#### YOUR GOAL
Copy every line of the following data that includes the string "requires".

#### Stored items
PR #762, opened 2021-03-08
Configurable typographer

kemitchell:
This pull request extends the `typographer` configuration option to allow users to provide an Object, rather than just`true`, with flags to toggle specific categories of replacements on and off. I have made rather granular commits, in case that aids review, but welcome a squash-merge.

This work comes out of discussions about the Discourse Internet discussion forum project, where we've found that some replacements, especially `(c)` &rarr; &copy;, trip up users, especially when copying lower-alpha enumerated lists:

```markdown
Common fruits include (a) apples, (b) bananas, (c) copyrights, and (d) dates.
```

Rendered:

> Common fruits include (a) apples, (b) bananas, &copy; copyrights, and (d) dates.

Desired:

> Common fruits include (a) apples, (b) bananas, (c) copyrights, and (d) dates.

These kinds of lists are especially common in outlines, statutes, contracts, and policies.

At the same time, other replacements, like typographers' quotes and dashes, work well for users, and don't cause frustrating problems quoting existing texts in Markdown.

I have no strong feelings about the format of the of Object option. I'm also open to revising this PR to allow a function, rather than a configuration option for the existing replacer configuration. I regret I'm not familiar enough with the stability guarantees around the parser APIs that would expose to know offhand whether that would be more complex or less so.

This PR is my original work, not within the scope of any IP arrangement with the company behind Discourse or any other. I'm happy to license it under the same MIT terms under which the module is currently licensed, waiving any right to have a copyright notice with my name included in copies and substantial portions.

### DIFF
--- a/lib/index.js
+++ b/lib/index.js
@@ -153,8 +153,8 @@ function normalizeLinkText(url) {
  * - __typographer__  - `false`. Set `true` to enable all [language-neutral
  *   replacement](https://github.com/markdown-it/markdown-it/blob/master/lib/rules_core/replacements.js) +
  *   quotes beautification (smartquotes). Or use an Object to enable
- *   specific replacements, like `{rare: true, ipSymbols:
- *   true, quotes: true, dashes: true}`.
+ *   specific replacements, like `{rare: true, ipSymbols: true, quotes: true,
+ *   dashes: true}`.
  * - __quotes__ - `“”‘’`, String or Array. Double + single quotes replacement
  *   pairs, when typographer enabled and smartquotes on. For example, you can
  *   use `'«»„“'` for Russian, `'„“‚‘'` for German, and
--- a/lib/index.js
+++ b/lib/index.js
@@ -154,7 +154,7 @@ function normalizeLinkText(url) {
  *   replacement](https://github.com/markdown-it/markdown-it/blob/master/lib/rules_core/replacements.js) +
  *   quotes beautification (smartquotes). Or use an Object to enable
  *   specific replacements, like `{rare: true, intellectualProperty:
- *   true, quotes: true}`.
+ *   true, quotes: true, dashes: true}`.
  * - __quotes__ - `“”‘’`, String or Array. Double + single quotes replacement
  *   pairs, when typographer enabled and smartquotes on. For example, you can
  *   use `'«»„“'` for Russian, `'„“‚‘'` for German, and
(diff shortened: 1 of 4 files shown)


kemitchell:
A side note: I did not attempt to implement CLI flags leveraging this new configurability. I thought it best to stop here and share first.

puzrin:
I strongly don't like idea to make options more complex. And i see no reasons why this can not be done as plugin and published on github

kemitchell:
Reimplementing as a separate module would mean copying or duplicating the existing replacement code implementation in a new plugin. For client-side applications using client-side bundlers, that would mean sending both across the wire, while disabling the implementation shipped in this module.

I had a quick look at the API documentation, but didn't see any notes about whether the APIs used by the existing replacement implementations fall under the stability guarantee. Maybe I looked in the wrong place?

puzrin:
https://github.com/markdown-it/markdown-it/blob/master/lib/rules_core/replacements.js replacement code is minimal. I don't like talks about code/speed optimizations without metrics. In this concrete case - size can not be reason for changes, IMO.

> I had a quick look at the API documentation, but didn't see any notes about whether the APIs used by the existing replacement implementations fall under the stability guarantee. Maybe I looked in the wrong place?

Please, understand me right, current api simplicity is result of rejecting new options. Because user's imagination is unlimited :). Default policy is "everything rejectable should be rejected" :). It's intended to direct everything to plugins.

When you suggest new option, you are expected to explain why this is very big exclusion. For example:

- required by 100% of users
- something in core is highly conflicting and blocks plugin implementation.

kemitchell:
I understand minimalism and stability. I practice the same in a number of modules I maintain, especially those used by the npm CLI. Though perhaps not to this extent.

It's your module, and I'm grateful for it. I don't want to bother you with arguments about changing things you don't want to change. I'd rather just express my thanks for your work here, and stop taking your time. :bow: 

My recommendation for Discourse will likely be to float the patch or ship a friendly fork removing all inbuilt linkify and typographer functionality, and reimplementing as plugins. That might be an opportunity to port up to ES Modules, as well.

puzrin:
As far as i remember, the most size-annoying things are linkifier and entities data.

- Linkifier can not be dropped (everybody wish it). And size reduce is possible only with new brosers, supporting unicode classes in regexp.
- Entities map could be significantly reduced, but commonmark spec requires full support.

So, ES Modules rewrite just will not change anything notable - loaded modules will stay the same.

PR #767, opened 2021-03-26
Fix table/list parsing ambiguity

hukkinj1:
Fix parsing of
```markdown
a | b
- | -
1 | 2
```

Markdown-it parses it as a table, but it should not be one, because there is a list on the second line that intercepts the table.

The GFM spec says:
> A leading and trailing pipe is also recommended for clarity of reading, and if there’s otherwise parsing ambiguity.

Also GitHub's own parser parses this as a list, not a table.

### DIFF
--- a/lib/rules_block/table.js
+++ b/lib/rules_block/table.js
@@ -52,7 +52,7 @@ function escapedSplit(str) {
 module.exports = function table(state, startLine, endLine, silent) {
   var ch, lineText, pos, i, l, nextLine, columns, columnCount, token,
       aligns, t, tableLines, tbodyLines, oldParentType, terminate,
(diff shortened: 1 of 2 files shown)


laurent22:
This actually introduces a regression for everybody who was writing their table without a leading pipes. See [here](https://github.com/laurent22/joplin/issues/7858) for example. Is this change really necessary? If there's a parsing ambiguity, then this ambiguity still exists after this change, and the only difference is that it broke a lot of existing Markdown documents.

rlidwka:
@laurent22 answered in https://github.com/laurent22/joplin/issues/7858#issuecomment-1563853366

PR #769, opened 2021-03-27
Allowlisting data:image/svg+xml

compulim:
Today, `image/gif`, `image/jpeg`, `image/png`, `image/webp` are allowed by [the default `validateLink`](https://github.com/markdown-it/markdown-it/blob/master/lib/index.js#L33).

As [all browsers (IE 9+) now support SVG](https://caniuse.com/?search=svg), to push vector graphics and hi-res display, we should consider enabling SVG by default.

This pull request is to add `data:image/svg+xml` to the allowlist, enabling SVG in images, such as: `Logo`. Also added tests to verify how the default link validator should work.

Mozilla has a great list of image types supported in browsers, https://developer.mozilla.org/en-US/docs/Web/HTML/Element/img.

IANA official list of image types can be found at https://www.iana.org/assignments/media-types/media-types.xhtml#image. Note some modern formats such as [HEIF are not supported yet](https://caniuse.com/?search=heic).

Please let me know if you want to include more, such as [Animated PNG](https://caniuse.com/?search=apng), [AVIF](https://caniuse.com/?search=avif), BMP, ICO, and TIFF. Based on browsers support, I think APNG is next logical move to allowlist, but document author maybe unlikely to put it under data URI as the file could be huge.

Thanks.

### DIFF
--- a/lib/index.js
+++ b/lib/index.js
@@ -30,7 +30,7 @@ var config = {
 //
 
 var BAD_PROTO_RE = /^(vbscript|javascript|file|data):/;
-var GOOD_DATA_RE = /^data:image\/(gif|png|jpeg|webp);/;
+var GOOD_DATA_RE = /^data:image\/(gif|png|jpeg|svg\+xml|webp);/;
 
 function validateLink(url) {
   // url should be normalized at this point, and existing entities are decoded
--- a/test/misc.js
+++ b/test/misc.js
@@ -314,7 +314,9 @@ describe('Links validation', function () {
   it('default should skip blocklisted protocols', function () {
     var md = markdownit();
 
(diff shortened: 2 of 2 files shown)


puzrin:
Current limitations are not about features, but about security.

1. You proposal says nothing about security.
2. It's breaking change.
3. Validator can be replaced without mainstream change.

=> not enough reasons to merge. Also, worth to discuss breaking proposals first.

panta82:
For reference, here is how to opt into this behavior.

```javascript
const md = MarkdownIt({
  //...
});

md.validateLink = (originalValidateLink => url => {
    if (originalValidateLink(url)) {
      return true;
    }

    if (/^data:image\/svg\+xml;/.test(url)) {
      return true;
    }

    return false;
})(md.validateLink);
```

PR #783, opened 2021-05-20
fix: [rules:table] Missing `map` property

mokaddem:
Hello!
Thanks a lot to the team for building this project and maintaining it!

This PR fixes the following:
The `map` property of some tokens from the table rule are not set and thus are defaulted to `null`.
--
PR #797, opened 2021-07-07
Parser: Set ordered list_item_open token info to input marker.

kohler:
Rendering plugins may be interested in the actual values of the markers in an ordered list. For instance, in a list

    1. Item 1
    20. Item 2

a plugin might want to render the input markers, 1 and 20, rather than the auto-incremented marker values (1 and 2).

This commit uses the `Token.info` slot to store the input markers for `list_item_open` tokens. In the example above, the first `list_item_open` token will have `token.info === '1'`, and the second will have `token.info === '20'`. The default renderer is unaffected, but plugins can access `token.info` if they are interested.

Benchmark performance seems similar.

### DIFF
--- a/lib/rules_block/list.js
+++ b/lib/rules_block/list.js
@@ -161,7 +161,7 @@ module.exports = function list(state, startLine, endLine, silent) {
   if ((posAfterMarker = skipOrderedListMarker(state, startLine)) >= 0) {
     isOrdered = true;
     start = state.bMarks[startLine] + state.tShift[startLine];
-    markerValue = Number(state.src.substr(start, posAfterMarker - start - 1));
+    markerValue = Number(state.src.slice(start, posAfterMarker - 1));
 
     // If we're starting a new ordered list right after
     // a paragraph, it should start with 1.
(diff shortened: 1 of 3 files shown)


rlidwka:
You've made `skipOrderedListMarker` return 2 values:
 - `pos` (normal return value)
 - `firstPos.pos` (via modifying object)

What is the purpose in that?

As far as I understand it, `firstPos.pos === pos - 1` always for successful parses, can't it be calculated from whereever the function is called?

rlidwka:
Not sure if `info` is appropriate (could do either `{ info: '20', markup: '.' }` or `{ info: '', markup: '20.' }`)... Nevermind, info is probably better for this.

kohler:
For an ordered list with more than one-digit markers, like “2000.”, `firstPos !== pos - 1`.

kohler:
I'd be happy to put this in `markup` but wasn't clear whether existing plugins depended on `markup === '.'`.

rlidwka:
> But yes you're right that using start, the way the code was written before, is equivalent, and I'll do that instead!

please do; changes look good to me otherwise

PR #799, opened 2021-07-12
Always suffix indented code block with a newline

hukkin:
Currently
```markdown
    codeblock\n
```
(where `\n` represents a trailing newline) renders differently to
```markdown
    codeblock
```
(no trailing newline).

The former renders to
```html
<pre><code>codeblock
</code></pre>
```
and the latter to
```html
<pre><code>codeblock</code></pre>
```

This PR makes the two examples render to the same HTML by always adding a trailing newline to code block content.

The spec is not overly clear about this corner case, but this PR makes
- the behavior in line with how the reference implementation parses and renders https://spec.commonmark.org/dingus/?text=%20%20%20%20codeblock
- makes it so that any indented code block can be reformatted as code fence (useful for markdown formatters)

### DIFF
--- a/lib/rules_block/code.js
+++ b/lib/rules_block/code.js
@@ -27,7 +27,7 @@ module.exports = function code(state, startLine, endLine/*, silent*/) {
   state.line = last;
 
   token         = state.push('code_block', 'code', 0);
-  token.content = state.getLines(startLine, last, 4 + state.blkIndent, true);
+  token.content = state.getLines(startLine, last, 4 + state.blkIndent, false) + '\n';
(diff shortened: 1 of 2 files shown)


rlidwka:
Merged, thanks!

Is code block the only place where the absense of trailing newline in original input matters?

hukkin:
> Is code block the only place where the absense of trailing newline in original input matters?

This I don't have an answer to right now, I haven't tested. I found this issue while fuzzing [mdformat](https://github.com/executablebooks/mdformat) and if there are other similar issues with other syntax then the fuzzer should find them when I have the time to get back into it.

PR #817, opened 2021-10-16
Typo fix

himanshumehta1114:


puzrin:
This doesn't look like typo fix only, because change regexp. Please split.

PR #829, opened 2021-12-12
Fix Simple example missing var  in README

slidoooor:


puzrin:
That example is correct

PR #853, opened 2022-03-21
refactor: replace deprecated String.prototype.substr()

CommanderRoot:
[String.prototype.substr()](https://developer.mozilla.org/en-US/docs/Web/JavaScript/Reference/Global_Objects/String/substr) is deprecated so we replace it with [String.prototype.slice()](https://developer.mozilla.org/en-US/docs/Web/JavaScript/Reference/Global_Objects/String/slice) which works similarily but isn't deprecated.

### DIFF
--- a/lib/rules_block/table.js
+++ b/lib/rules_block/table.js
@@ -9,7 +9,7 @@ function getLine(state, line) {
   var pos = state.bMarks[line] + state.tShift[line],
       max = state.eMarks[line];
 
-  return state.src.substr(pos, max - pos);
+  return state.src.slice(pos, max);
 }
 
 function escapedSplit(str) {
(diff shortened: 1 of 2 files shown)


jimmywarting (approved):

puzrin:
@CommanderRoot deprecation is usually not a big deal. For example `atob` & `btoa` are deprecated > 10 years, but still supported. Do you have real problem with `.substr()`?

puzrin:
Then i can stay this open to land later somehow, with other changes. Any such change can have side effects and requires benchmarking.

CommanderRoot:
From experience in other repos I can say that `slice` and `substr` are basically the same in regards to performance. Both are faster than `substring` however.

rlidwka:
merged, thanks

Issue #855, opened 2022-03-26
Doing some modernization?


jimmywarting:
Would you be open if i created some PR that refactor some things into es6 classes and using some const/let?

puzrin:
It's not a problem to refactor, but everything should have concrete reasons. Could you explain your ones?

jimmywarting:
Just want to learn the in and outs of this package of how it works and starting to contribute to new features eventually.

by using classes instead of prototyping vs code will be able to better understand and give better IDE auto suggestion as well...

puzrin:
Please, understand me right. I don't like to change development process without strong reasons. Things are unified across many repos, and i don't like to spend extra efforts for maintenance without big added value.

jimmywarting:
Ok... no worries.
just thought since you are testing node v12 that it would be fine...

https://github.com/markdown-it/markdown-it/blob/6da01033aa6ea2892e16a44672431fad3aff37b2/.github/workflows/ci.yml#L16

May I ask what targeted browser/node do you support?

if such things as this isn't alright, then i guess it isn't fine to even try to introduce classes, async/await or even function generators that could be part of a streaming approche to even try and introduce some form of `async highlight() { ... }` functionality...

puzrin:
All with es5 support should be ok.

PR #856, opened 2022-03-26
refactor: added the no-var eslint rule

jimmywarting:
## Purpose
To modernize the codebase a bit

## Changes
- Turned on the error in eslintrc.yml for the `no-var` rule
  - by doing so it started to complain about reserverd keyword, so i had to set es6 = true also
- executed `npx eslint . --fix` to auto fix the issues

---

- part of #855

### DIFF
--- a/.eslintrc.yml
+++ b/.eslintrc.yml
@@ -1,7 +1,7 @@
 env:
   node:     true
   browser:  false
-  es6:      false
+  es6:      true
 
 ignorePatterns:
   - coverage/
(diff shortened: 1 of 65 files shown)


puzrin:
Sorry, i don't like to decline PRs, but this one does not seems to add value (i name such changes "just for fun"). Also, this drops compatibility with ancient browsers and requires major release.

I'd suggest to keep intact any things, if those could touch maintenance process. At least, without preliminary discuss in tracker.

#### OUTPUT BELOW
- Entities map could be significantly reduced, but commonmark spec requires full support.
Then i can stay this open to land later somehow, with other changes. Any such change can have side effects and requires benchmarking.
Sorry, i don't like to decline PRs, but this one does not seems to add value (i name such changes "just for fun"). Also, this drops compatibility with ancient browsers and requires major release.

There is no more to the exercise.